Here's a log of a binutils build run; this is from the
5f492b98dd131bdd6c67eb56c31024420c1e7dab (2012-06-08) sources, and for
`libatomic_ops` for the 6a0afde033f105c6320f1409162e3765a1395bfd (2012-05-15)
sources, run on kepler.SCHWINGE and coulomb.SCHWINGE.

    $ export LC_ALL=C
    $ (cd ../master/ && ln -sfn ../libatomic_ops/master libatomic_ops)
    $ (cd ../master/ && autoreconf -vfi)
    $ ../master/configure --prefix="$PWD".install SHELL=/bin/bash CC=gcc-4.6 CXX=g++-4.6 --enable-cplusplus --enable-gc-debug --enable-gc-assertions --enable-assertions 2>&1 | tee log_build
    [...]
    $ make 2>&1 | tee log_build_
    [...]

Different hosts may default to different shells and compiler versions; thus
harmonized.  Using bash instead of dash as otherwise libtool explodes.
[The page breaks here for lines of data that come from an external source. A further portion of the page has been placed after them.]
PR #1978, opened 2023-06-16
chore: Run pre-commit checks on pull requests

dmage:
This change runs all [pre-commit checks](https://github.com/quay/quay/blob/master/.pre-commit-config.yaml) in a GitHub job. This job will be informing until we agree to make it required.


Sunandadadi (approved):
lgtm

PR #1996, opened 2023-06-29
ui: adding create tag option and generic alerts (PROJQUAY-5290)

bcaton85:
Adds tag options dropdown and the create tag option. Also adds generic alerts through the `useAlerts` hook.

image

### DIFF
--- a/web/src/hooks/UseTags.ts
+++ b/web/src/hooks/UseTags.ts
@@ -1,0 +1,20 @@
+import { useMutation } from "@tanstack/react-query";
+import { createTag } from "src/resources/TagResource";
+
+export function useTags(org: string, repo: string){
+    const {
+      mutate: mutateCreateTag,
+      isSuccess: successCreateTag,
+      isError: errorCreateTag,
+    } = useMutation(
+      async ({tag, manifest}: {tag: string; manifest: string}) =>
+        createTag(org, repo, tag, manifest),
+      {},
+    );
+  
+    return {
+    createTag: mutateCreateTag,
+    successCreateTag: successCreateTag,
+    errorCreateTag: errorCreateTag,
+    };
+}
--- a/web/src/hooks/UseTags.ts
+++ b/web/src/hooks/UseTags.ts
@@ -9,7 +9,6 @@ export function useTags(org: string, repo: string){
     } = useMutation(
       async ({tag, manifest}: {tag: string; manifest: string}) =>
         createTag(org, repo, tag, manifest),
-      {},
     );
   
     return {
--- a/web/src/resources/TagResource.ts
+++ b/web/src/resources/TagResource.ts
@@ -264,3 +264,10 @@ export async function getSecurityDetails(
   assertHttpCode(response.status, 200);
   return response.data;
 }
+
+export async function createTag(org: string, repo: string, tag: string, manifest: string) {
+    await axios.put(
+      `/api/v1/repository/${org}/${repo}/tag/${tag}`,
+      {manifest_digest: manifest},
+    );
+}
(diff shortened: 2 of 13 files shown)


web/src/hooks/UseTags.ts
```diff
@@ -0,0 +1,20 @@
...
+
+export function useTags(org: string, repo: string){
+    const {
+      mutate: mutateCreateTag,
+      isSuccess: successCreateTag,
+      isError: errorCreateTag,
+    } = useMutation(
+      async ({tag, manifest}: {tag: string; manifest: string}) =>
+        createTag(org, repo, tag, manifest),
+      {},
```
harishsurf, line 12: why is this needed?

web/src/resources/TagResource.ts
```diff
@@ -264,3 +264,10 @@ export async function getSecurityDetails(
   assertHttpCode(response.status, 200);
   return response.data;
 }
+
+export async function createTag(org: string, repo: string, tag: string, manifest: string) {
+    await axios.put(
+      `/api/v1/repository/${org}/${repo}/tag/${tag}`,
+      {manifest_digest: manifest},
+    );
```
harishsurf, line 272: could we also add type checking, assert on status code and try catch in case of error - to keep it consistent with  existing axios requests?

web/src/routes/Alerts.tsx
```diff
@@ -0,0 +1,22 @@
+import { Alert, AlertActionCloseButton, AlertGroup } from "@patternfly/react-core";
+import { useRecoilState } from "recoil";
+import { alertState } from "src/atoms/AlertState";
+
+
+export default function Alerts(){
+    const [alerts, setAlerts] = useRecoilState(alertState);
+    return (
+    <AlertGroup isToast isLiveRegion>
+        {alerts.map(alert=><Alert
```
harishsurf, line 10: nit: doesn't seem to be formatted. It would be a good idea to add a format check for .tsx files in our CI

harishsurf, line 10: what do you think about adding a [timeout](https://www.patternfly.org/v4/components/alert/#alert-timeout) for alerts?

web/src/routes/RepositoryDetails/Tags/TagsActionsAddTagModal.tsx
```diff
@@ -0,0 +1,74 @@
...
+            setValue('')
+            props.setIsOpen(false)
+        }
+    }, [errorCreateTag]);
+
+    return (
+        <>
+            <Modal
+                id="add-tag-modal"
+                title={`Add tag to manifest ${props.manifest}`}
```
harishsurf, line 34: could you make the font smaller so that the `sha` doesn't cut off?  The mocks seem to have smaller font size

harishsurf (commented):
some minor comments, otherwise lgtm!

web/src/hooks/UseTags.ts
bcaton85: It isn't really, just left over. It can be removed.

web/src/resources/TagResource.ts
bcaton85: This is now being handled by react query, we should consider removing that code from the other axios requests.

web/src/routes/Alerts.tsx
bcaton85: agreed

bcaton85: I was thinking we would want to keep an error alert so the user has a chance to debug. It makes sense for successful messages though.

web/src/routes/RepositoryDetails/Tags/TagsActionsAddTagModal.tsx
bcaton85: done

harishsurf (approved):
lgtm!

harishsurf (approved):

PR #454, opened 2017-04-21
Fact sheet

strbean:
Adds Facts and Stats page with lots of static content and live totals for variants.

Also remove old links from navbar, remove CIMB logo from front page, and add ETH Zurich and UCSC Genomics Institute logos.


website/js/FactSheet.js
```diff
@@ -0,0 +1,152 @@
...
+var {Link} = require('react-router');
+
+var FactSheet = React.createClass({
+    mixins: [PureRenderMixin],
+    getInitialState: function() {
+        return {};
+    },
+    componentWillMount: function() {
+        backend.variantCounts().subscribe(
+            resp => this.setState(this.setState(resp)),
```
zfisch: never seen this before (setState inside a setState call), is this intentional and necessary?

website/js/FactSheet.js
```diff
@@ -0,0 +1,152 @@
...
+            () => this.setState({error: 'Problem connecting to server'}));
+    },
+    render: function () {
+        //var {data, page, totalPages, error} = this.state;
```
zfisch: pls remove comment if not needed

strbean:
I'll fix all those issues right away! No idea how I managed to put that
nested setState, I'm surprised it didn't blow up when I tested it ><

strbean:
Alright, I fixed those issues. I removed images that were made redundant by logo changes, but I didn't do a thorough search to see if any of the older images were already unused.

This takes up around X MiB, and needs roughly X min on kepler.SCHWINGE and
X min on coulomb.SCHWINGE.

<!--

    $ (make && touch .go-install) 2>&1 | tee log_build_ && test -f .go-install && (make install && touch .go-check) 2>&1 | tee log_install && test -f .go-check && { make -k check 2>&1 | tee log_check; (cd libatomic_ops/ && make -k check) 2>&1 | tee log_check_; }

-->

## Analysis

    $ ssh kepler.SCHWINGE 'cd tmp/source/boehm-gc/ && cat master.build/log_build* | sed -e "s%\(/media/data\)\?${PWD}%[...]%g"' > toolchain/logs/boehm-gc/linux/log_build
    $ ssh coulomb.SCHWINGE 'cd tmp/boehm-gc/ && cat master.build/log_build* | sed -e "s%\(/media/erich\)\?${PWD}%[...]%g"' > toolchain/logs/boehm-gc/hurd/log_build
    $ diff -wu <(sed -f toolchain/logs/boehm-gc/linux/log_build.sed < toolchain/logs/boehm-gc/linux/log_build) <(sed -f toolchain/logs/boehm-gc/hurd/log_build.sed < toolchain/logs/boehm-gc/hurd/log_build) > toolchain/logs/boehm-gc/log_build.diff

  * only GNU/Linux: `configure: WARNING: "Explicit GC_INIT() calls may be
    required."`

  * only GNU/Linux: `configure: WARNING: "Client must not use
    -fomit-frame-pointer."`


# Install

    $ make install 2>&1 | tee log_install
    [...]

This takes up around X MiB, and needs roughly X min on kepler.SCHWINGE and X
min on coulomb.SCHWINGE.


## Analysis

    $ ssh kepler.SCHWINGE 'cd tmp/source/boehm-gc/ && cat master.build/log_install | sed -e "s%\(/media/data\)\?${PWD}%[...]%g"' > toolchain/logs/boehm-gc/linux/log_install
    $ ssh coulomb.SCHWINGE 'cd tmp/boehm-gc/ && cat master.build/log_install | sed -e "s%\(/media/erich\)\?${PWD}%[...]%g"' > toolchain/logs/boehm-gc/hurd/log_install
    $ diff -wu toolchain/logs/boehm-gc/linux/log_install toolchain/logs/boehm-gc/hurd/log_install > toolchain/logs/boehm-gc/log_install.diff


# Testsuite

    $ make -k check
    [...]
    $ (cd libatomic_ops/ && make -k check)
    [...]

This needs roughly X min on kepler.SCHWINGE and X min on coulomb.SCHWINGE.


## Analysis

    $ ssh kepler.SCHWINGE 'cd tmp/source/boehm-gc/ && cat master.build/log_check* | sed -e "s%\(/media/data\)\?${PWD}%[...]%g"' > toolchain/logs/boehm-gc/linux/log_check
    $ ssh coulomb.SCHWINGE 'cd tmp/boehm-gc/ && cat master.build/log_check* | sed -e "s%\(/media/erich\)\?${PWD}%[...]%g"' > toolchain/logs/boehm-gc/hurd/log_check
    $ diff -wu <(sed -f toolchain/logs/boehm-gc/linux/log_check.sed < toolchain/logs/boehm-gc/linux/log_check) <(sed -f toolchain/logs/boehm-gc/hurd/log_check.sed < toolchain/logs/boehm-gc/hurd/log_check) > toolchain/logs/boehm-gc/log_check.diff

There are different configurations possible, but in general, the testsuite
restults of GNU/Linux and GNU/Hurd look very similar.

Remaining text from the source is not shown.